# diversitydependent.pdf diversitydependent.Rmd

# diversity dependent diversification tutorial

*Rosana Zenil-Ferguson*

*November 8, 2015*

`library("TreeSim")`

```
## Loading required package: ape
## Loading required package: geiger
## Loading required package: laser
```

`library("TreePar")`

```
## Loading required package: Matrix
## Loading required package: subplex
## Loading required package: deSolve
##
## Attaching package: 'deSolve'
##
## The following object is masked from 'package:graphics':
##
## matplot
```

If you have not installed them you should use the function

`#install.packages("nameofthepackage")`

Tutorial modified from Tanja Stadler’s PhyloDynamics seminar.

### Part 1: Density Dependent Diversification Estimates

Simulate a tree using `TreeSim`

package. We are assuming that the change in shape of the tree is given by a shift in the diversification rates (like a mass extinction) and not because of diversity dependence (we will test this in the next section). Input for the simulation will be:

- 10 extant species
- lambdavect=c(2,0.1), this represents a shift in birthrate
- muvect=c(0,0.05), this represents a shift in extinction rate
- All species are sampled before and after the change in diversification rates
- time=c(0,1) the shift in rate occure 1 unit of time ago (i.e. mya)
- We do not see lineages extinct

```
set.seed(1)
#tree1<-sim.rateshift.taxa()[[1]]
```

Plot the tree and the lineage through time. Do you notice the “pull of the present”?

Let’s calculate speciation times using the following instruction

`#x<-sort(getx(tree1),decreasing=TRUE)`

So now we estimate our density dependent diversification rates. Three parameters are of importance (K, lambda_n, mu) mu is fixed but not zero, lambda_n depends on the number of lineages and K is the carrying capacity. For this part we will use function `bd.densdep.optim`

in `TreePar`

there are faster options in `DDD`

and `expoTree`

(not very intuitive).

What are the input choices for `bd.densdep.optim`

? What would you specify in order to find MLEs?

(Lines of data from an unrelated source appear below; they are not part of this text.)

PR #3736, opened 2024-04-18
Improve error handling in crypto

onvej-sl:


crypto/zkp_ecdsa.c
```diff
@@ -364,10 +364,12 @@ int zkp_ecdsa_verify_digest(const ecdsa_curve *curve,
     }
   }
 
-  if (result == 0) {
-    secp256k1_ecdsa_signature_normalize(context_read_only, &signature,
-                                        &signature);
+  (void)secp256k1_ecdsa_signature_normalize(
+      context_read_only, &signature,
+      &signature);  // The return value inidicates whether the signature was
+                    // already normalized
```
andrewkozlik, line 370: Why should this be moved outside of the `if (result == 0)` block?

onvej-sl: It shouldn't, mistake.

Fixed in https://github.com/trezor/trezor-firmware/pull/3736/commits/8d7f815ee31f44f08c5e2f264f9f449775761e1a.

andrewkozlik (approved):

PR #4641, opened 2025-02-17
refactor(core): separate base and priority Solana fees

romanz:
Move fee calculation into `Transaction` class.

Also, replace floating-point division by integer division in fee calculation.

It will be used in #4639.


romanz:
I have used https://solana.com/docs/core/fees for base & priority fee definitions.

romanz:
Will be done in #4639.

PR #4644, opened 2025-02-18
feat(core): allow more paragraphs in `ShowInfoParams`

romanz:
Otherwise, it fails when showing 4 items.

Note that each item uses in 2 paragraphs. Also, items are separated by an empty paragraph.

So 3 items use 8 (2\*3+2) paragraphs and 4 items use 11 (2\*4+3) paragraphs.


romanz:
Currently, `ShowParamsInfo` supports upto 4 items:
https://github.com/trezor/trezor-firmware/blob/13c078f8af75135ac757423da3fc0c013186c32c/core/embed/rust/src/ui/layout_delizia/flow/util.rs#L305-L316

obrusvit (approved):
utACK

PR #4655, opened 2025-02-21
Debuglink timing out fix

matejcik:

### DIFF
--- a/python/src/trezorlib/debuglink.py
+++ b/python/src/trezorlib/debuglink.py
@@ -493,8 +493,8 @@ class DebugLink:
         )
         self.transport.write(msg_type, msg_bytes)
 
-    def _read(self) -> protobuf.MessageType:
-        ret_type, ret_bytes = self.transport.read()
+    def _read(self, timeout: float | None = None) -> protobuf.MessageType:
+        ret_type, ret_bytes = self.transport.read(timeout=timeout)
         LOG.log(
             DUMP_BYTES,
             f"received type {ret_type} ({len(ret_bytes)} bytes): {ret_bytes.hex()}",
@@ -513,9 +513,9 @@ class DebugLink:
         )
         return msg
 
-    def _call(self, msg: protobuf.MessageType) -> Any:
+    def _call(self, msg: protobuf.MessageType, timeout: float | None = None) -> Any:
         self._write(msg)
-        return self._read()
+        return self._read(timeout=timeout)
 
     def state(self, wait_type: DebugWaitType | None = None) -> messages.DebugLinkState:
         if wait_type is None:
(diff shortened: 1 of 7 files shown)


python/src/trezorlib/transport/udp.py
```diff
@@ -142,14 +142,17 @@ def write_chunk(self, chunk: bytes) -> None:
...
+        start = time.time()
         while True:
             try:
                 chunk = self.socket.recv(64)
                 break
             except socket.timeout:
-                continue
+                if timeout is not None and time.time() - start > timeout:
+                    raise TransportException("Timeout reading UDP packet")
+                time.sleep(0.001)
```
romanz, line 155: Not sure why we need `time.sleep()` here.

python/src/trezorlib/debuglink.py
```diff
@@ -640,7 +640,10 @@ def _decision(self, decision: messages.DebugLinkDecision) -> None:
         if self.model is models.T1B1:
             return
         # When the call below returns, we know that `decision` has been processed in Core.
-        self._call(messages.DebugLinkGetState(return_empty_state=True))
+        # XXX Due to a bug, the reply may get lost at the end of a workflow.
+        # We assume that no single input event takes more than 5 seconds to process,
+        # and give up waiting after that.
+        self._call(messages.DebugLinkGetState(return_empty_state=True), timeout=5)
```
romanz, line 646: So just to be sure - we raise an exception here, right?
Asking, since IIRC there was a suggestion to ignore the timeout (i.e. to assume the request has been processed by the device), but then I would suggest also [logging that there was an ignored timeout](https://peps.python.org/pep-0020/#:~:text=Explicit%20is%20better%20than%20implicit.).

romanz: Maybe we can use an environment variable to set the timeout?
IIUC, it may take the device more than 5 seconds to respond, e.g. [when running `WipeDevice`](https://satoshilabs.slack.com/archives/C054XGU77QV/p1741010163181289?thread_ts=1741007974.203949&cid=C054XGU77QV).

python/src/trezorlib/transport/webusb.py
```diff
@@ -96,9 +100,10 @@ def write_chunk(self, chunk: bytes) -> None:
...
             return
 
-    def read_chunk(self) -> bytes:
+    def read_chunk(self, timeout: float | None = None) -> bytes:
         assert self.handle is not None
         endpoint = 0x80 | self.endpoint
+        start = time.time()
         while True:
             try:
                 chunk = self.handle.interruptRead(
```
romanz, line 109: It seems that `interruptRead` doesn't return `None` on timeout - added a small fix here: https://github.com/trezor/trezor-firmware/pull/4748/commits/a866ffba8fae233f4c12b9e30e28fd6e86291407

python/src/trezorlib/transport/udp.py
romanz: Resolved in https://github.com/trezor/trezor-firmware/pull/4748/commits/f20249192bb8e4b789c484ba12fda7d382e740b3.

python/src/trezorlib/debuglink.py
romanz: -> https://github.com/trezor/trezor-firmware/pull/4748/commits/27c93702e0da0eff314605204ebf756c7b0f9ecf

PR #4662, opened 2025-02-24
add touch-draw command to prodtest

TychoVrahe:
Implements simple drawing canvas where user can draw with finger or pen.

### DIFF
--- a/core/embed/projects/prodtest/cmd/prodtest_touch.c
+++ b/core/embed/projects/prodtest/cmd/prodtest_touch.c
@@ -336,6 +336,40 @@ static void prodtest_touch_test_sensitivity(cli_t* cli) {
   screen_prodtest_welcome();
 }
 
+static void prodtest_touch_draw(cli_t* cli) {
+#define MAX_EVENTS 256
+
+  if (cli_arg_count(cli) > 0) {
+    cli_error_arg_count(cli);
+    return;
+  }
+
+  cli_trace(cli, "Starting drawing canvas...");
+  cli_trace(cli, "Press CTRL+C for exit.");
+
+  uint32_t events[MAX_EVENTS] = {0};
+  uint32_t idx = 0;
+
+  screen_prodtest_draw(events, 0);
+  display_set_backlight(150);
+
+  for (;;) {
+    uint32_t evt = touch_get_event();
+
+    if (evt != 0) {
+      events[idx] = evt;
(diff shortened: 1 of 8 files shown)


core/embed/projects/prodtest/cmd/prodtest_touch.c
```diff
@@ -336,6 +336,33 @@ static void prodtest_touch_test_sensitivity(cli_t* cli) {
...
 }
 
+static void prodtest_touch_draw(cli_t* cli) {
+  cli_trace(cli, "Starting drawing canvas...");
+  cli_trace(cli, "Press CTRL+C for exit.");
+
+  uint32_t events[256] = {0};
+  uint32_t idx = 0;
+
+  screen_prodtest_draw(events, 0);
```
cepetr, line 346: We should always verify that the correct number of arguments is provided. In this case, there should be:

```c
  if (cli_arg_count(cli) > 0) {
    cli_error_arg_count(cli);
    return;
  }
```

core/embed/rust/src/ui/layout/simplified.rs
```diff
@@ -51,6 +51,18 @@ fn button_eval() -> Option<ButtonEvent> {
...
+    }
+    let event_type = event >> 24;
+    let ex = ((event >> 12) & 0xFFF) as i16;
+    let ey = (event & 0xFFF) as i16;
+
+    TouchEvent::new(event_type, ex as _, ey as _).ok()
+}
+
 #[cfg(feature = "touch")]
 fn touch_eval() -> Option<TouchEvent> {
```
cepetr, line 67: `touch_eval()` can use the new function `touch_unpack()` to avoid repeating the same code.

cepetr (changes requested):

core/embed/projects/prodtest/cmd/prodtest_touch.c
TychoVrahe: added https://github.com/trezor/trezor-firmware/commit/df7405cf225185c8df84791b4e4df7500f75c8de

core/embed/rust/src/ui/layout/simplified.rs
TychoVrahe: removed the function entirely as there is not much left https://github.com/trezor/trezor-firmware/commit/df7405cf225185c8df84791b4e4df7500f75c8de

cepetr (approved):

PR #4663, opened 2025-02-24
Eckhart UI - Hold to Confirm animation improvement

obrusvit:
Hold to confirm animation with easing and rollback.


obrusvit:
force-pushed after some AFK discussions, PR is ready.

core/embed/rust/src/ui/layout_eckhart/component/hold_to_confirm.rs
```diff
@@ -27,17 +28,50 @@ pub struct HoldToConfirmAnim {
...
+    /// Duration after which the header overlay is shown after `start` is called
+    const HEADER_OVERLAY_DELAY: Duration = Duration::from_millis(300);
+
     pub fn new() -> Self {
+        // Assert that our ratios sum to 1.0
+        debug_assert!(
+            (Self::BOTTOM_DURATION_RATIO + Self::SIDES_DURATION_RATIO + Self::TOP_DURATION_RATIO
+                - 1.0)
+                < 0.001
+        );
```
bieleluk, line 63: I have two points here:
- assert catches only cases where the sum is greater than one
- it would be better to have the compile-time error as the sum can be computed in the compile time
My suggestion combines both these points
```suggestion
        const _: () = {
            const SUM: f32 = HoldToConfirmAnim::BOTTOM_DURATION_RATIO
                + HoldToConfirmAnim::SIDES_DURATION_RATIO
                + HoldToConfirmAnim::TOP_DURATION_RATIO;

            assert!(
                SUM >= 0.999 && SUM <= 1.001,
                "Duration ratios do not sum to 1.0"
            );
        };
```

core/embed/rust/src/ui/layout_eckhart/component/hold_to_confirm.rs
```diff
@@ -141,37 +134,158 @@ impl Component for HoldToConfirmAnim {
...
+            let rollback_elapsed = self.rollback.timer.elapsed();
+            let alpha = self.get_rollback_alpha(rollback_elapsed);
+            let rollback_duration_progressed = self
+                .rollback
+                .duration
+                .checked_add(rollback_elapsed)
+                .unwrap_or(Duration::default());
+            let (clip, top_gap) = self.get_clips(rollback_duration_progressed);
+            let top_back_rollback = self.get_top_gap_rollback(rollback_elapsed);
+            let top_gap = top_gap.union(top_back_rollback);
```
bieleluk, line 148: Simple and clever :+1:

bieleluk (changes requested):

core/embed/rust/src/ui/layout_eckhart/component/hold_to_confirm.rs
obrusvit: I wanted to use `(summation - 1.0).abs() < 0.001` but I found out that `f32::abs` is in `std` and not `core` :( 

I'm considering putting this assert into a unit instead so that we don't over-complicate that :thinking:

bieleluk: That is a good idea, let's do it that way

obrusvit: b88aec01645f9621f112e4a4205c4a28b1993fa9

bieleluk (approved):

`#res.DDD<-bd.densdep.optim()`

### Part 2: Comparing against a model with a shift in rates

If we want to compare to the model with shifts we can optimize using `bd.shifts.optim`

.

`#res.shifts <- bd.shifts.optim(x,c(rho,1),0.1,0.1,2.1)[[2]][[2]]`

How are your estimates for the parameters? What are the potential problems?

To make model comparisons we can calculate AIC values for both models

```
#aic.ddd <- 2*3+2*res.DDD$value
#aic.shifts <- 2*5+2*res.shifts[1]
```

What should be happening given what you simulated?

### Part 3: Challenge

Can you simulate a tree with density dependent diversification? Check the notes of function `sim.rateshift.taxa()`

Now, fit the density dependent model and the shift dependent model, which one should fit better?